TASK PROMPT
The records below are split into lines. How many of those lines contain the string "complement"? Reply with the number only.

(Extracted data entries)
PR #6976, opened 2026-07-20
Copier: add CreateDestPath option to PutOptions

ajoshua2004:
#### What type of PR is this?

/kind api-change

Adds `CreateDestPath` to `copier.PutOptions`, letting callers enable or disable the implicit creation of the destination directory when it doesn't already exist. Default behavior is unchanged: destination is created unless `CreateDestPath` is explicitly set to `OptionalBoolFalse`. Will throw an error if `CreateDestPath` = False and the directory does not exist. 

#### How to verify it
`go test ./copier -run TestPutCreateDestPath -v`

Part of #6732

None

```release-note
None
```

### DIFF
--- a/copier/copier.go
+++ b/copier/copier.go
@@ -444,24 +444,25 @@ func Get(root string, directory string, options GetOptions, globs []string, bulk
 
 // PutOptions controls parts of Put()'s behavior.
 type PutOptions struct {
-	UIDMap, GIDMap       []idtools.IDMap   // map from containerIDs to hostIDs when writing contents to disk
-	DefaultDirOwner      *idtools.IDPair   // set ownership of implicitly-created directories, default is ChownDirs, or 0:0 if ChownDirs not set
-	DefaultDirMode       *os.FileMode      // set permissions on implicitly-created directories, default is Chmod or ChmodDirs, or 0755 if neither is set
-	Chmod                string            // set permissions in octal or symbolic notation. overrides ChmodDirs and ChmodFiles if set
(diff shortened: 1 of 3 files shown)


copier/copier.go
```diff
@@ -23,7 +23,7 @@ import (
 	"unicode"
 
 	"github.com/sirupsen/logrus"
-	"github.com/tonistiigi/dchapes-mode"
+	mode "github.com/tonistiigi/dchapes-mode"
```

--

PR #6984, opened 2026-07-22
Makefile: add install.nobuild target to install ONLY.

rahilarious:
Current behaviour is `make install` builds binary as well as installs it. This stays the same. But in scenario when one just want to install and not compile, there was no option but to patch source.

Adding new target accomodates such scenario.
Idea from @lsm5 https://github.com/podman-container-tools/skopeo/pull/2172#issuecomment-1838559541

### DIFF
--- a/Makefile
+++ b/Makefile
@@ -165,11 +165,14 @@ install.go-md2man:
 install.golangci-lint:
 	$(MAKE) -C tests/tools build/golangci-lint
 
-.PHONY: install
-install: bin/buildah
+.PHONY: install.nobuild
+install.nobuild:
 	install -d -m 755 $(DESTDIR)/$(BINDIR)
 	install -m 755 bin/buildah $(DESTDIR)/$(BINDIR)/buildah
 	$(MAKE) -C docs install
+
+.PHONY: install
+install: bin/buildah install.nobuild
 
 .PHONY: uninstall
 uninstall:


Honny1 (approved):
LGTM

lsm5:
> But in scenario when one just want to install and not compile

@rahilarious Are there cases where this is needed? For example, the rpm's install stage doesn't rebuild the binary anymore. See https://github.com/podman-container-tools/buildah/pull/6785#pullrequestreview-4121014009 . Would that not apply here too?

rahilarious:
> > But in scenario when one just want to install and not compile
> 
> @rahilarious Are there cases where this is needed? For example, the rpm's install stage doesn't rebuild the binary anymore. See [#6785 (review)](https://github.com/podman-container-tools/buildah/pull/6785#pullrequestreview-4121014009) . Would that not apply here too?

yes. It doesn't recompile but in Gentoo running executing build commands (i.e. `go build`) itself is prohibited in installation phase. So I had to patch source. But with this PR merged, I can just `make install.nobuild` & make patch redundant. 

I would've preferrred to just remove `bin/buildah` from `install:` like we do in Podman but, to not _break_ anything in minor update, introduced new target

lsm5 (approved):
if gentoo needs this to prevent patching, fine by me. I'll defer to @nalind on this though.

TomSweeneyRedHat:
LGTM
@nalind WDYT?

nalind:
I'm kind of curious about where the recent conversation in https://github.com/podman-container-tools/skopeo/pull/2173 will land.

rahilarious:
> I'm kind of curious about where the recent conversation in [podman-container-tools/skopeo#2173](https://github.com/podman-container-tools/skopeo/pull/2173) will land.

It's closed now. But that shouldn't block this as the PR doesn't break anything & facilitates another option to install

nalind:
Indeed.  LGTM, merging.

==

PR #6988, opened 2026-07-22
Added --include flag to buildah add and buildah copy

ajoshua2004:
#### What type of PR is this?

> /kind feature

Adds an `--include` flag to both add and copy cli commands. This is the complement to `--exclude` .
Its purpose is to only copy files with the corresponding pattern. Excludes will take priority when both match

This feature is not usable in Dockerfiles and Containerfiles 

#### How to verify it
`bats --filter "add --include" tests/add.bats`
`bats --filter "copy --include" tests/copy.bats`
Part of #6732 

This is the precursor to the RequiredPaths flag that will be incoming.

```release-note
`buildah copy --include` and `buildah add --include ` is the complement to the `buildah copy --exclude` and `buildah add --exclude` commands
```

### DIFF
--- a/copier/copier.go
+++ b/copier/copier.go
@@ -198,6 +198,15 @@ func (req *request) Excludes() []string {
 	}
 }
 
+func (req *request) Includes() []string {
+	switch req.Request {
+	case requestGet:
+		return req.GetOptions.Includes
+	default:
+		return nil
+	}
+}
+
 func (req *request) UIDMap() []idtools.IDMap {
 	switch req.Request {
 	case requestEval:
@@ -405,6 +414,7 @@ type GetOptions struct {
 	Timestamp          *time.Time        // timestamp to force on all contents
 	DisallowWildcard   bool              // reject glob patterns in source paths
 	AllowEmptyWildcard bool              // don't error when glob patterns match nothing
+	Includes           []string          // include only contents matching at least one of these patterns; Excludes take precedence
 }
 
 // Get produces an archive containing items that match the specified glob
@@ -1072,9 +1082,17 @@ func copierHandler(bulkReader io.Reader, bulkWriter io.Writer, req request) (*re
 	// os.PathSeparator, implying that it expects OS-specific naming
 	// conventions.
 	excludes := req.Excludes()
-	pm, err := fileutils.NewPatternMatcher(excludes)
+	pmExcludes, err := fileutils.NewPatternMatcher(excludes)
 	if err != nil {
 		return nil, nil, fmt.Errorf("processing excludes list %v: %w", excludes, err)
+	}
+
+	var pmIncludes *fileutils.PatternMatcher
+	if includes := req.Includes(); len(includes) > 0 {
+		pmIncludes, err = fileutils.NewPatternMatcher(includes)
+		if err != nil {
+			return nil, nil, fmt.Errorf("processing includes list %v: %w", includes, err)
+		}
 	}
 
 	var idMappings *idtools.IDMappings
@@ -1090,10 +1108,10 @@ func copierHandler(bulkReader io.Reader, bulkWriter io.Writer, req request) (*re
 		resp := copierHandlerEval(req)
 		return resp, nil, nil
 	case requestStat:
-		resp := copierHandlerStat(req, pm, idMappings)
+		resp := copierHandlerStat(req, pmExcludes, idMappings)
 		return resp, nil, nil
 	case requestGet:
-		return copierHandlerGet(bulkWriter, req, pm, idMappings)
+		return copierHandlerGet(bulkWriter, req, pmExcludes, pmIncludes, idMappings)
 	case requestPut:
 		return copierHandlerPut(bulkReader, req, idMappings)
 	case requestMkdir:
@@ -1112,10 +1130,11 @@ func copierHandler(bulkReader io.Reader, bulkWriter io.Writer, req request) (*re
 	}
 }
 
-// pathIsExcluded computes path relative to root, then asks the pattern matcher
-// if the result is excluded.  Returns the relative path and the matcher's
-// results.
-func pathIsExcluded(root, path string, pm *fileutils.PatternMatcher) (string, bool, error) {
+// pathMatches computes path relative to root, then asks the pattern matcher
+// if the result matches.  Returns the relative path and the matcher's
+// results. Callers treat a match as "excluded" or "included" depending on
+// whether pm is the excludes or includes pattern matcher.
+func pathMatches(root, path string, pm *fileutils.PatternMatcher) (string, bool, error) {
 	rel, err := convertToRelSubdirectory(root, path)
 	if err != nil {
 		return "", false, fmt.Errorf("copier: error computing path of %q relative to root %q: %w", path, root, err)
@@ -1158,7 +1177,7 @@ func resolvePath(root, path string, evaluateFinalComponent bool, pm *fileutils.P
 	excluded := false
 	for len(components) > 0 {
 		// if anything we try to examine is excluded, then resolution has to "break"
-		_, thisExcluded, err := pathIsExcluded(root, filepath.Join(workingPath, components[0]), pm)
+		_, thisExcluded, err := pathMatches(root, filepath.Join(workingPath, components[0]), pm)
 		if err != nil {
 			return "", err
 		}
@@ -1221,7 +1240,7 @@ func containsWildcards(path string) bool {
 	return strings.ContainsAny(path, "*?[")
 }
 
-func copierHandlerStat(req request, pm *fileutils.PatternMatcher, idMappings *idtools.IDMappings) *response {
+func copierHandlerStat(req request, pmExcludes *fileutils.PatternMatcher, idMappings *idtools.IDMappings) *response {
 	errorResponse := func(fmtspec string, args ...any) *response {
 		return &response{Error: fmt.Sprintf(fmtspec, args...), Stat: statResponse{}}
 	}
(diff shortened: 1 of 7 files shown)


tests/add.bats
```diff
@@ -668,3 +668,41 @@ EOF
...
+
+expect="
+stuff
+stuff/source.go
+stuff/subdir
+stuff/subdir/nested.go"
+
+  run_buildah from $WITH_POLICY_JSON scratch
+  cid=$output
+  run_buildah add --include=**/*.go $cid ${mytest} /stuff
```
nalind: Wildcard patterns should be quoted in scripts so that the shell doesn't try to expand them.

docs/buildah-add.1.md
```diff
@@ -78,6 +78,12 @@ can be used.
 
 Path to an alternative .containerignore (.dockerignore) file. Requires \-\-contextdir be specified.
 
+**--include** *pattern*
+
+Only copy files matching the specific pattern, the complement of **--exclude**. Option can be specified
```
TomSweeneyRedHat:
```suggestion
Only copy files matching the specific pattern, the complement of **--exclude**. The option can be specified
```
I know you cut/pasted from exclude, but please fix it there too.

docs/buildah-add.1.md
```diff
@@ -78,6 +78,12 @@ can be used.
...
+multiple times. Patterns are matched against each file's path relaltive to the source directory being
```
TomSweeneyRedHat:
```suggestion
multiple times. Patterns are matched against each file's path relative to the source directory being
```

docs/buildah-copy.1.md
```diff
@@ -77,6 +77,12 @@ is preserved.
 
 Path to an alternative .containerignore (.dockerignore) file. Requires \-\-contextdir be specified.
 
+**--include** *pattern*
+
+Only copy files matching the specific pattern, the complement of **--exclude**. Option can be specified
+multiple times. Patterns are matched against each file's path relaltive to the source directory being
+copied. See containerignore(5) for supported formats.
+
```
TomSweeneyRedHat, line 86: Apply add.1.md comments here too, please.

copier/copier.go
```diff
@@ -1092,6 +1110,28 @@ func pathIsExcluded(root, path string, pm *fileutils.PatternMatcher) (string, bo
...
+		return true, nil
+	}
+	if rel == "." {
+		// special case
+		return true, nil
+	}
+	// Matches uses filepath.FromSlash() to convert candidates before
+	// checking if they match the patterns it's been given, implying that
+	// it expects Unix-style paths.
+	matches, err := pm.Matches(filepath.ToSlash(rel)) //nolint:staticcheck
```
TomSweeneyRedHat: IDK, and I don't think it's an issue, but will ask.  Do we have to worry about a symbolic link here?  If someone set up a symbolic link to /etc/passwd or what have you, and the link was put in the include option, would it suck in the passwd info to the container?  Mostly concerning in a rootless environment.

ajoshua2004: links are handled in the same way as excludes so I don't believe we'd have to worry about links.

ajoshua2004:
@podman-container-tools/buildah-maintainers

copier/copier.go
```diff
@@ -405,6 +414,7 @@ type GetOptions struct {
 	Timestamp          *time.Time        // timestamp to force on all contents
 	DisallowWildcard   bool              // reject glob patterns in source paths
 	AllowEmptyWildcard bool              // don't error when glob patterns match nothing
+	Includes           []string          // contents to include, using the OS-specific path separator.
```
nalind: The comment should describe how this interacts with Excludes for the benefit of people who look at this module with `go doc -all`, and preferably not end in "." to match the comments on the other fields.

ANSWER AREA
5